1. A feature fusion processing method of point cloud and image data is characterized by comprising the following steps:

acquiring first point cloud data and first image data;

performing aerial view feature extraction processing on the first image data to generate a corresponding second feature map tensor;

calculating a position coding tensor corresponding to the third feature map tensor according to a position coding rule of a Transformer model to obtain a corresponding first position coding tensor; inputting the third eigen map tensor and the corresponding first position coding tensor into a Transformer model for self-attention operation; and the output result of the model operation is used as the corresponding fusion characteristic tensor.

2. The feature fusion processing method of point cloud and image data according to claim 1, wherein the performing the bird's eye feature extraction processing on the first point cloud data to generate a corresponding first feature map tensor specifically comprises:

3. The feature fusion processing method of point cloud and image data according to claim 1, wherein the performing the bird's eye view feature extraction processing on the first image data to generate a corresponding second feature map tensor specifically comprises:

4. The feature fusion processing method of point cloud and image data according to claim 1,

the first eigen map tensor has a shape H₁*W₁*C₁，H₁Is the feature height, W₁Is the feature width, C₁Is the total number of data channels;

the second eigen map tensor has a shape H₂*W₂*C₂，H₂Is feature height and H₂＝H₁、W₂Is a feature width of W₂＝W₁、C₂The total number of data channels;

The fused feature tensor has a shape of H₄*W₄*C₄，H₄Is a feature height and H₄＝H₃＝H₂＝H₁、W₄Is the feature width and W₄＝W₃＝W₂＝W₁、C₄Is the total number of data channels and C₄＝C₃＝(C₁+C₂)。
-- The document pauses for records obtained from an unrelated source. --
PR #3727, opened 2024-05-16
POC: Add web3modal

### LINKED ISSUE #3701: Migrate to AppKit from WalletConnect
## What is the feature about

Based on the research from #2953, we took the decision to migrate from web3-onboard to [AppKit](https://walletconnect.com/appkit).

## The list of requirements

* Remove onboard and add AppKit
* Refactor all the code that references onboard

usame-algan:
## What it solves

Resolves #3701

- Currently only activated on Sepolia and Mainnet until we can get static chain configs
- No balances visible yet
- Wallet tracking most likely not working yet
- Switch wallet not working
- Social Login not working
- No Ledger or Trezor support

## How this PR fixes it

- Replaces all instances of `useOnboard` with new hooks
- Adjusts function signatures to expect a `Eip1193Provider` instead of a custom `onboard` object

## How to test it

WIP

## Checklist


.env.example
```diff
@@ -45,3 +45,4 @@ NEXT_PUBLIC_REDEFINE_API=
 NEXT_PUBLIC_SOCIAL_WALLET_OPTIONS_STAGING=
 NEXT_PUBLIC_SOCIAL_WALLET_OPTIONS_PRODUCTION=
 
+NEXT_PUBLIC_WEB3MODAL_PROJECT_ID=
```
katspaugh, line 48: Looks like this would be a required env var. We should mention it in the readme.

katspaugh (commented):
Maybe we should have an abstraction layer between our code and a connector library. Otherwise we'd have to edit 48 files every time we switch (which admittedly doesn't happen often).

usame-algan:
> Maybe we should have an abstraction layer between our code and a connector library. Otherwise we'd have to edit 25 files (counting all the web3modal imports) every time we switch (which admittedly doesn't happen often).

I could imagine that we can adjust our `WalletProvider` to expose this via the `useWallet` hook i.e.

`const { wallet, connectWallet, disconnectWallet, switchNetwork, ...  } = useWallet()`

usame-algan:
Closing this for now. We can use this as a basis once there is Ledger support.

PR #3728, opened 2024-05-17
Feat: allow custom recovery delay

### LINKED ISSUE #3489: Recovery setup: add custom delay
## What is the feature about

Enhancing the Recovery setup

## The list of requirements

Following a relatively frequent user request, we are adding the custom option for the recovery delay. It will be accessible from the dropdown and counted in days.

## Designs/sketches

https://www.figma.com/file/pO43pjVwR34Uy1ihMsY3OM/Recovery-Hub?type=design&node-id=2143-33660&mode=design&t=NhpKUSBw2yoDKGoP-0

## Links

Added to notion spec:
https://www.notion.so/safe-global/Recovery-v1-feature-spec-d873c33a27c24cfabc91c85dbcf3ea35?pvs=4#a921767010c84523b07acd71d5eb9553

Related Slack thread: https://5afe.slack.com/archives/C03DAGWJCR5/p1710940492213439

jmealy:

5. An apparatus for implementing the feature fusion processing method of point cloud and image data according to any one of claims 1 to 4, the apparatus comprising: the system comprises an acquisition module, a point cloud aerial view feature processing module, an image aerial view feature processing module and a feature fusion processing module;

the feature fusion processing module is used for performing cascade processing on the first and second eigen map tensors to generate a corresponding third eigen map tensor; calculating a position coding tensor corresponding to the third eigen map tensor according to a position coding rule of a Transformer model to obtain a corresponding first position coding tensor; inputting the third feature map tensor and the corresponding first position coding tensor into a Transformer model for self-attention operation; and the output result of the model operation is used as the corresponding fusion characteristic tensor.

6. An electronic device, comprising: a memory, a processor, and a transceiver;

the processor is used for being coupled with the memory, reading and executing the instructions in the memory to realize the method steps of any one of claims 1-4;

7. A computer-readable storage medium having computer instructions stored thereon which, when executed by a computer, cause the computer to perform the method of any of claims 1-4.